Task requirements -> From the entries below, copy exactly the lines from the one that contains "Do we have a" through the one that contains "This breaks functionality", both included, and only those.

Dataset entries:
PR #142, opened 2018-02-15
add belongs_to custom type support

drujensen:
This allows you to specify a custom name and type for the `belongs_to` foreign key.   I needed this for backward compatibility with a rails project that has Int(11) in mysql.
```
belongs_to :tool, tool_id : Int32
```

This does not address the `has_many` relationship.

### DIFF
--- a/spec/granite_orm/associations/belongs_to_custom_type_spec.cr
+++ b/spec/granite_orm/associations/belongs_to_custom_type_spec.cr
@@ -1,0 +1,54 @@
+require "../../spec_helper"
+
+class Tool < Granite::ORM::Base
+  adapter pg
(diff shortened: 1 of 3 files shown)


spec/granite_orm/associations/belongs_to_custom_type_spec.cr
```diff
@@ -0,0 +1,54 @@
+require "../../spec_helper"
+
+class Tool < Granite::ORM::Base
```
robacarp: @drujensen now that the excellent test macro cleanup has been merged, what do you think about tweaking this a little to run on all adapters?

faustinoaq:
Fixes #160

PR #146, opened 2018-02-16
`find`,`find_by`,`first` now ensures `T`, call with trailing `?` for `T?`

maiha:
This PR make class query methods to ensure a value exist in default like #144.
- `find`, `find_by`, `first` return `T` if exists, otherwise raises `NotFound`
- `find?`, `find_by?`, `first?` return `T?`

```crystal
User.find?(1) # => #<User:0x99a300 @id=1 ...
User.find(1)  # => #<User:0x99a300 @id=1 ...
User.find?(0) # => nil
User.find(0)  # raises Granite::ORM::Querying::NotFound.new("Couldn't find User with id=0")
```

This removes many `not_nil!` codes as in this commit.
Also this prevents newbies from asking 
- why undefined method 'xxx' for Nil?

### DIFF
--- a/README.md
+++ b/README.md
@@ -126,28 +126,34 @@ end
 #### Find First
 
 ```crystal
-post = Post.first
+post = Post.first?
 if post
   puts post.name
 end
+
+post = Post.first # raises when no records exist
 ```
 
 #### Find
 
 ```crystal
-post = Post.find 1
+post = Post.find? 1
 if post
   puts post.name
 end
+
+post = Post.find 1 # raises when no records found
 ```
 
 #### Find By
 
 ```crystal
-post = Post.find_by :slug, "example_slug"
+post = Post.find_by? :slug, "example_slug"
 if post
   puts post.name
 end
+
+post = Post.find_by :slug, "foo" # raises when no records found
 ```
 
 #### Insert
--- a/spec/granite_orm/fields/timestamps_spec.cr
+++ b/spec/granite_orm/fields/timestamps_spec.cr
@@ -17,7 +17,7 @@ module {{adapter.capitalize.id}}
   describe "{{ adapter.id }} timestamps" do
     it "consistently uses UTC for created_at" do
       parent = Parent.new(name: "parent").tap(&.save)
-      found_parent = Parent.find(parent.id).not_nil!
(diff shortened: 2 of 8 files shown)


robacarp:
@amberframework/granite-orm-contributors  it seems like there are a couple different paradigms in Crystal about this. Some people want to use:

- `method?` to return a T?
- `method` to raise on T.nil?

and others want:

- `method` to return a T?
- `method!` to raise on a T.nil?

I personally prefer the latter, but only because of my history with Ruby/Rails. I expect `?` methods to return a boolean, and `!` methods to do something dramatic: raise, destroy data, etc.

Do we have a paradigm for this in Amber projects? Any other preferences?

drujensen:
oops. wrong button.

drujensen:
Here is a good article that explains Swift's Optionals.  Scroll down to the optional chaining to see how swift handles it.

https://hackernoon.com/swift-optionals-explained-simply-e109a4297298

robacarp:
For the release notes, is this a breaking change?

drujensen:
@robacarp no, I think the `find`, `find_by`, etc. works as it did before.

elorest:
This is a really big breaking change! We should seriously considering allowing returning value or nil instead of value or exception.

drujensen:
@robacarp @maiha I was wrong, it looks like this is a pretty big breaking change.  I was under the impression `find` and `find_by` would work as they did before and we were adding a `find?` and `find_by?`.  This is not the case and something we should consider rolling back.  WDYT?

maiha:
First, I know that this and #144 is a very big API change. But, I think that the specification where **T is default** is convenient from the following three points.

1. Since it is natural that we expect that data exists in the persistence layer 
2. Since `not_nil!` is long and ugly, the conversion cost of `T?` → `T` is high in Crystal
3. It seems very natural API to use `T` and `T?` properly according to the expectation of existence of data

This is a very big change, but I believe it is also a very big improvement.

faustinoaq:
@maiha Good points :+1: , what about using `T!` to raise an exception and making `T` niliable by default :sweat_smile:

drujensen:
https://github.com/amberframework/granite-orm/pull/171

Issue #149, opened 2018-02-20
Incorrect quoting, preventing Pg schema specification


docelic:
In one of recent commits, quoted_table_name was introduced.

This breaks functionality if table name contains a Pg schema name like schemaname.tablename.

quoted_table_name() quotes both inside double quotes to produce "schemaname.tablename", while the proper way to quote is "schemaname"."tablename".

The source of the problem is probably this function:

```
diff --git a/src/adapter/base.cr b/src/adapter/base.cr
index e29e5c5..1a5958c 100644
--- a/src/adapter/base.cr
+++ b/src/adapter/base.cr
@@ -60,6 +60,15 @@ abstract class Granite::Adapter::Base
     Granite::Adapter::Base.env(url)
   end
 
+  # Use macro in order to read a constant defined in each subclasses.
+  macro inherited
+    # quotes table and column names
+    def quote(name : String) : String
+      char = QUOTING_CHAR
+      char + name.gsub(char, "#{char}#{char}") + char
+    end
+  end
```

docelic:
@maiha mentioning you here since it seems relevant.

maiha:
Nice! It's a bug I've created. I'll create a PR soon.

robacarp:
Since there's an open pull, I'm locking this issue to prevent forking the discussion. See #150 as referenced above by the github bots.

drujensen:
@robacarp do you have a recommendation on how to address this issue?

robacarp:
I can think of a couple things:

1. Provide a method called `quoted_table_name` which does the right thing for most use cases, but can be overridden in models if a developer is using a namespaced table
1. Provide a method called `quote_table_name` which simply looks for a period and divides the string if needed, then calls `quote` on the appropriate parts.

PR #150, opened 2018-02-20
Fix `quote` about "table.column", and it now guarantees idempotency.

maiha:
As @docelic said in #149, there is a bug about incorrect quoting.

```crystal
quote("foo.bar")  # => "foo.bar" (expected "foo"."bar")
```

This PR
- fixed to handle dotted input correctly
- added specs about this issue
- also now guarantees idempotency

For example, `Mysql` adapter works as follows.
```crystal
quote("foo")         # => "`foo`"
quote("foo.bar")     # => "`foo`.`bar`" (FIXED)
quote("`foo`")       # => "`foo`"       (NEW: idempotency)
quote("`foo`.`bar`") # => "`foo`.`bar`" (NEW: idempotency)
```

Best regards,

### DIFF
--- a/spec/adapter/mysql_spec.cr
+++ b/spec/adapter/mysql_spec.cr
@@ -1,1 +1,28 @@
 require "../spec_helper"
+
+private def adapter
+  Granite::Adapter::Mysql.new("mysql")
+end
+
+describe Granite::Adapter::Mysql do
+  describe "#quote" do
+    context "simple value" do
+      it "should return `foo`" do
+        adapter.quote("foo").should eq("`foo`")
+      end
+    end
+
+    context "dotted value" do
+      it "should return `foo`.`bar`" do
+        adapter.quote("foo.bar").should eq("`foo`.`bar`")
+      end
+    end
+
+    context "already quoted value" do
+      it "guarantees idempotency" do
+        adapter.quote("`foo`").should eq("`foo`")
+        adapter.quote("`foo`.`bar`").should eq("`foo`.`bar`")
+      end
+    end
+  end
+end
--- a/spec/adapter/pg_spec.cr
+++ b/spec/adapter/pg_spec.cr
@@ -1,1 +1,28 @@
 require "../spec_helper"
+
+private def adapter
+  Granite::Adapter::Pg.new("pg")
+end
+
+describe Granite::Adapter::Pg do
+  describe "#quote" do
+    context "simple value" do
+      it %(should return "foo") do
+        adapter.quote("foo").should eq(%("foo"))
+      end
+    end
+
+    context "dotted value" do
+      it %(should return "foo"."bar") do
+        adapter.quote("foo.bar").should eq(%("foo"."bar"))
+      end
+    end
+
+    context "already quoted value" do
+      it "guarantees idempotency" do
+        adapter.quote(%("foo")).should eq(%("foo"))
+        adapter.quote(%("foo"."bar")).should eq(%("foo"."bar"))
+      end
+    end
+  end
+end
--- a/spec/adapter/sqlite_spec.cr
+++ b/spec/adapter/sqlite_spec.cr
@@ -1,1 +1,28 @@
 require "../spec_helper"
+
+private def adapter
+  Granite::Adapter::Sqlite.new("sqlite")
+end
+
+describe Granite::Adapter::Sqlite do
+  describe "#quote" do
+    context "simple value" do
+      it %(should return "foo") do
+        adapter.quote("foo").should eq(%("foo"))
+      end
+    end
+
+    context "dotted value" do
+      it %(should return "foo"."bar") do
+        adapter.quote("foo.bar").should eq(%("foo"."bar"))
+      end
+    end
+
+    context "already quoted value" do
+      it "guarantees idempotency" do
+        adapter.quote(%("foo")).should eq(%("foo"))
+        adapter.quote(%("foo"."bar")).should eq(%("foo"."bar"))
+      end
+    end
+  end
+end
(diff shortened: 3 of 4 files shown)


docelic:
The approach with deleting quote chars before inserting them prevents someone from having a legitimate table with a dot as part of the name.

The commit is surely a fix for the currently bug and as such could be accepted, but how about checking whether the name already contains at least one quote char, and if yes, not making any changes on it?

robacarp:
@maiha thanks for submitting a patch for this so quickly.

I think this has a few more far reaching consequences than it seems at first. I don't think the quote method should be this clever. It should simply do a quoting, escaping characters which would interfere with that quoting. Quoting is an escaping mechanism, it shouldn't need to know anything about the contents of what it is quoting. 

Any regard to idempotency is a risk for injection vulnerability. Quoting something multiple times should produce multiple escaped quotations. Anything else is dangerous.

I don't think this is a bug with the quoting function, but missing logic around generating table names for SQL queries. 

Granite currently knows nothing about multiple database in mysql, or multiple schemas in postgres. It really only knows about _tables_ and their fields. 

My first instinct is that at this point, Granite should continue to not know anything about cross schema querying. I would much rather invest time into a proper query builder, queries with joins, allowing multiple connection strings, etc. 

@docelic I'm assuming you're working with postgres because the issue talks about multiple schemas. Can you share some of your reasoning for wanting to divide your database out into multiple schemas?

spec/adapter/mysql_spec.cr
```diff
@@ -1 +1,28 @@
...
+    end
+
+    context "dotted value" do
+      it "should return `foo`.`bar`" do
+        adapter.quote("foo.bar").should eq("`foo`.`bar`")
+      end
+    end
+
+    context "already quoted value" do
+      it "guarantees idempotency" do
```
robacarp: This is a big change, and we need to have some discussion around it.

docelic:
@robacarp even if a person is using one (non-default) schema they'd encounter this issue, unless they found a way how to invoke Pg's "set search path" command on all new connections in the connection pool.

robacarp:
> unless they found a way how to invoke Pg's "set search path" command on all new connections in the connection pool.

@docelic I think Rails solves this with multiple connections, and [doing exactly that as part of their database.yml](https://stackoverflow.com/questions/8806284/using-multiple-postgresql-schemas-with-rails-models).

maiha:
> Quoting something multiple times should produce multiple escaped quotations.

@robacarp It seems Rails(AR) doesn't provide idempotency. You're right! 😺 
```ruby
quote_table_name("foo")         # => "`foo`"
quote_table_name("foo.bar")     # => "`foo`.`bar`"
quote_table_name("`foo`")       # => "```foo```"
quote_table_name("`foo.bar`")   # => "```foo`.`bar```"
quote_table_name("`foo`.`bar`") # => "```foo```.```bar```"
```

Task output ->
Do we have a paradigm for this in Amber projects? Any other preferences?

drujensen:
oops. wrong button.

drujensen:
Here is a good article that explains Swift's Optionals.  Scroll down to the optional chaining to see how swift handles it.

https://hackernoon.com/swift-optionals-explained-simply-e109a4297298

robacarp:
For the release notes, is this a breaking change?

drujensen:
@robacarp no, I think the `find`, `find_by`, etc. works as it did before.

elorest:
This is a really big breaking change! We should seriously considering allowing returning value or nil instead of value or exception.

drujensen:
@robacarp @maiha I was wrong, it looks like this is a pretty big breaking change.  I was under the impression `find` and `find_by` would work as they did before and we were adding a `find?` and `find_by?`.  This is not the case and something we should consider rolling back.  WDYT?

maiha:
First, I know that this and #144 is a very big API change. But, I think that the specification where **T is default** is convenient from the following three points.

1. Since it is natural that we expect that data exists in the persistence layer 
2. Since `not_nil!` is long and ugly, the conversion cost of `T?` → `T` is high in Crystal
3. It seems very natural API to use `T` and `T?` properly according to the expectation of existence of data

This is a very big change, but I believe it is also a very big improvement.

faustinoaq:
@maiha Good points :+1: , what about using `T!` to raise an exception and making `T` niliable by default :sweat_smile:

drujensen:
https://github.com/amberframework/granite-orm/pull/171

Issue #149, opened 2018-02-20
Incorrect quoting, preventing Pg schema specification


docelic:
In one of recent commits, quoted_table_name was introduced.

This breaks functionality if table name contains a Pg schema name like schemaname.tablename.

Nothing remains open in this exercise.